At the October 11, 2000 meeting, Mr. Taylor allegedly expressed concern that SawStop would try to get its AIMT mandated by the Consumer Product Safety Commission and, SawStop claims, told SawStop that the industry would get together and squish them if they tried to go to CPSC. Also in October 2000 Ryobi’s in-house counsel said that Ryobi should adopt the technology as fast as they can.
On November 10, 2000, SawStop demonstrated its AIMT to members of the Power Tool Institute. Defendants are members of the Power Tool Institute. After the demonstration, Dr. Gass told the audience the terms on which SawStop would be willing to license its AIMT and attendees asked questions. According to Dr. Gass, after SawStop’s presentation at the November 10, 2000 meeting ended, PTI lawyer Arthur Herold told the group that they could not collude but have to make their own decisions. And they all got up and went to the other room.
SawStop claims that it has at all times closely monitored industry activity. Publicly available information in 2000 indicated that Power Tool Institute members’ combined share in portable electric tools was over 79%. SawStop claimed in 2003 that PTI members, including Defendants, make nearly all the table saws sold in the United States.
In February 2001, Dr. Gass and Mr. Fanning attended a presentation made by Daniel Lanier. Lanier was B & D’s national coordinating counsel for product liability litigation.

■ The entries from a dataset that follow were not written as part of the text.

PR #4350, opened 2015-08-19
Connection hook for mysql

webfacebg:
This allows to execute an action on mysql connection. For example:

var sequelize = new Sequelize(
    process.env.MYSQL_DATABASE,
    process.env.MYSQL_USERNAME,
    process.env.MYSQL_PASSWORD, {
	host: process.env.MYSQL_HOST || 'localhst',
	onConnect: function (connection) {
	    connection.query("SET NAMES utf8;");
	}
    });


lib/dialects/mysql/connection-manager.js
```diff
@@ -69,7 +69,8 @@ ConnectionManager.prototype.connect = function(config) {
 
         return;
       }
-
+	if (config.onConnect)
+	    config.onConnect(connection);
```
mickhansen: Use brackets please. We mostly use single line if's for short-circuits.
There's also an indentation issue.

webfacebg:
Brackets added :-)

janmeier:
I like the idea, but don't think this is the best place to handle this. If you add it here instead https://github.com/sequelize/sequelize/blob/master/lib/dialects/abstract/connection-manager.js#L228 it will apply to all dialects.

This also needs test and some documentation

I like the simplicity of just passing an option to the constructor, but on the other hand I think it would be better if this used the same API as the rest of our hooks system. What do you think @mickhansen ?

webfacebg:
Please have a look at the last changes. I moved the "hook" to the abstract connection-manager. For some reason the onConnect parameter is not passed to the connection-manager, so I hat to put it inside the dialectParams.

lib/dialects/abstract/connection-manager.js
```diff
@@ -73,7 +73,13 @@ ConnectionManager.prototype.initPools = function () {
       name: 'sequelize-connection',
       create: function(callback) {
         self.$connect(config).nodeify(function (err, connection) {
-          callback(err, connection); // For some reason this is needed, else generic-pool things err is a connection or some shit
+	  // Hook something on connection
+	  if (config.dialectOptions && config.dialectOptions.onConnect && typeof(config.dialectOptions.onConnect) === 'function') {
+	      // Do not forget to call the callback
+	      config.dialectOptions.onConnect(connection, err, callback);
```
janmeier: I guess this should also only be called if `!err`

lib/dialects/abstract/connection-manager.js
```diff
@@ -73,7 +73,13 @@ ConnectionManager.prototype.initPools = function () {
...
+	  } else {
+              callback(err, connection); // For some reason this is needed, else generic-pool things err is a connection or some shit
```
janmeier: This comment can be removed now ;)

janmeier:
Yeah, this looks good - there's some issues with the indentation though ;)  - should be 2 spaces

If you add API docs and tests this should be good to go

mickhansen:
I agree it should probably have the same API as the other hooks, this does not appear to support promises?

janmeier:
It doesn't support promises no, and I had the same though. But I guess its okay, since you're gonna have  to play around with callbacks anyway when you work directly with the connection

mickhansen:
@janmeier Hmm, just not a huge fan of having a piece of the API be that much different, bound to give us headaches.

janmeier:
Yeah, that's true. Ideally I'd like to use proper hooks for this, but thats a bit complicated too. If we add the hook to the  constructor (`Sequelize.addHook`) it will work fine, but you won't be able to add different hooks for different instances (would that be something someone wants??)

You could also add the hooks to the instance (`sequelize.addHook`), but that won't work if `pool.min` is set, because those connections would be initialized before the hook is addded.

Perhaps we can live with option 1, a global hook for all instances?

webfacebg:
Added the error check, comments removed and indentation corrected. Could you please where/how  to add Docs and tests?

mickhansen:
@janmeier well we already have the `hooks` option on `new Sequelize` which will add hooks to all models defined after that, wouldn't the same work for connection hooks i imagine?

janmeier:
@mickhansen Yeah thats true - thats probably the best way to go :)

janmeier:
@webfacebg Docs are in `docs/docs` - the ones in `/api` are auto generated from code comments.

For this I believe hand written docs would be fine.

As for tests, I believe `test/integration/sequelize.test` or `test/integration/dialects/abstract/` would be good places

janmeier:
ping @webfacebg

webfacebg:
В 11:54 -0700 на 08.10.2015 (чт), Jan Aagaard Meier написа:
> ping @webfacebg

Sorry. Just don't have the time to do it. It is on my list.

-- 
Anton Katsarov
WebFace — Your Web Face.
anton@webface.bg
http://www.webface.bg
Smolyan, Bulgaria
tel. +359 899 108 919

janmeier:
Superceeded by https://github.com/sequelize/sequelize/pull/5688

Issue #4353, opened 2015-08-20
Reload doesn't synchronize a null include


glutentag:
Hello,
When you reload an instance after having destroyed a hasOne association instance, instance.dataValues.association is set to null, but instance[association] still has the previous value.

In instance.js set method, _setInclude is called only if there is a value
```javascript
if (this.options && this.options.include && this.options.includeNames.indexOf(key) !== -1 && value) {
    this._setInclude(key, value, options); 
```

also, in _setInclude, the value is set to null only if it is an object with null primary key
```javascript
isEmpty = value && value[primaryKeyAttribute] === null;
```

PR #4354, opened 2015-08-20
Fix instance reload doesn't set to null a destroyed include

glutentag:
Fix issue #4353. Set to null a destroyed association after an instance reload.

### DIFF
--- a/test/integration/instance.test.js
+++ b/test/integration/instance.test.js
@@ -512,6 +512,36 @@ describe(Support.getTestDialectTeaser('Instance'), function() {
         });
       });
     });
+
+    it('should set an association to null after deletion, 1-1', function() {
+      var Shoe = this.sequelize.define('Shoe', { brand: DataTypes.STRING })
+        , Player = this.sequelize.define('Player', { name: DataTypes.STRING });
+
+      Player.hasOne(Shoe);
+      Shoe.belongsTo(Player);
+
+      return Player.sync({force: true}).then(function() {
+        return Shoe.sync({force: true}).then(function() {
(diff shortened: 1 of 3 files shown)


test/integration/instance.test.js
```diff
@@ -512,6 +512,136 @@ describe(Support.getTestDialectTeaser('Instance'), function() {
...
     });
+
+    it('should set an association to null after deletion, 1-1', function() {
+      var Shoe = this.sequelize.define('Shoe', { brand: DataTypes.STRING })
+        , Player = this.sequelize.define('Player', { name: DataTypes.STRING });
+
+      Player.hasOne(Shoe);
+      Shoe.belongsTo(Player);
+
+      return Player.sync({force: true}).then(function() {
```
janmeier: This is pretty waterfally - could be rewritten as:

```js


return this.sequelize.sync({force: true}).then(function() {
  return Shoe.create({
    brand: 'the brand',
    Player: {
      name: 'the player'
    }
  }, {include: [Player]});
}).then(function(shoe) {
  return Player.findOne({
    where: { id: shoe.Player.id },
    include: [Shoe]
  }).then(function(lePlayer) {
    expect(lePlayer.Shoe).not.to.be.null;
    return lePlayer.Shoe.destroy().return(lePlayer);
  }).then(function(lePlayer) {
    return lePlayer.reload();
  }).then(function(lePlayer) {
    expect(lePlayer.Shoe).to.be.null;
  });
});
```

I know its just copy-pasta from some of the methods above, but we like to keep a less waterfall approach in new code :)

janmeier:
LGTM, just need a bit of refactoring in test style.

Would you mind adding a changelog entry as well?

Mr. Fanning’s notes recorded his belief that Mr. Lanier was implying that he expects SawStop to be an issue in products liability cases and that once one company adopts it, all will have to. Mr. Fanning testified that the takeaway from Lanier’s presentation was that if none of the manufacturers adopt something like the SawStop technology, then, in these product liability cases, saw makers can argue that the SawStop technology, or something like it, is not viable and can use as evidence the fact that nobody’s adopted it. Dr. Gass reached a similar conclusion. SawStop claims that limiting product liability exposure was the motivation for the alleged conspiracy.
On July 25, 2001, Dr. Gass spoke with Adan Ayala, an in-house patent attorney at B & D. According to SawStop, Mr. Ayala reported that former defendant Emerson Electric Company (“Emerson”), then a saw maker and PTI member, had approached B <& D about a joint venture. Two days later, Dr. Gass spoke with John Remmers of RBTC. Mr. Remmers allegedly told Dr. Gass that RBTC had talked with Delta and Emerson, but that they had concerns about antitrust issues concerning SawStop. In September 2001, Mr. Rem-mers allegedly reported to Dr. Gass that RBTC had tried to feel people out on getting an industry deal but there was not much interest in joint development. On November 29, 2001, Dr. Gass was present at a UL meeting where, he claims, the Defendants’ representatives in the working group voiced skepticism about the efficacy of AIMT, and argued against the adoption
In 2001 and 2002, B & D, RBTC, Ryobi and Emerson all engaged in licensing discussions with SawStop. SawStop contends that, in August 2001, Todd Huston from B & D told SawStop that B & D had decided to move forward with SawStop and that it was inevitable that they would reach an agreement. In September 2001, Mr. Rem-mers told SawStop that RBTC would go forward with the concept but needed more time. As of January 2002, a license agreement between Ryobi and SawStop was seemingly reached, and Ryobi sent SawS-top a signed license agreement on January 18, 2002. Contacts with RBTC about SawStop ended suddenly after an October 18, 2001 telephone call with Mr. Remmers. In or around January 2002, negotiations with Ryobi and Emerson collapsed. Ryobi did not correct a minor ambiguity in the signed agreement and decided not to further discuss licensing with SawStop. In the same timeframe, Emerson cut off all license negotiations with SawStop. B & D made a disingenuous license offer between April and June 2002. Initial negotiations with Bosch, Ryobi, B & D and Emerson had ended by June 2002.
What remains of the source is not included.